Dataset records »
PR #2489, opened 2022-04-11
Updated one missed regexp-assemble.py rule comment

theseion:
@airween You were right of course, that comment needs to use the new command format.

### DIFF
--- a/rules/REQUEST-930-APPLICATION-ATTACK-LFI.conf
+++ b/rules/REQUEST-930-APPLICATION-ATTACK-LFI.conf
@@ -31,8 +31,8 @@ SecRule TX:DETECTION_PARANOIA_LEVEL "@lt 1" "id:930012,phase:2,pass,nolog,skipAf
 # util/regexp-assemble/data/930100-dots.data.
 # To update the regular expression:
 #   cd util/regexp-assemble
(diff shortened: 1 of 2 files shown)


theseion:
I had to make a small change to the script to properly parse those data file names.

rules/REQUEST-930-APPLICATION-ATTACK-LFI.conf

Activity » Whenever a line of the entries contains the string "ATTACK", copy that line.

Task response »
--- a/rules/REQUEST-930-APPLICATION-ATTACK-LFI.conf
+++ b/rules/REQUEST-930-APPLICATION-ATTACK-LFI.conf
rules/REQUEST-930-APPLICATION-ATTACK-LFI.conf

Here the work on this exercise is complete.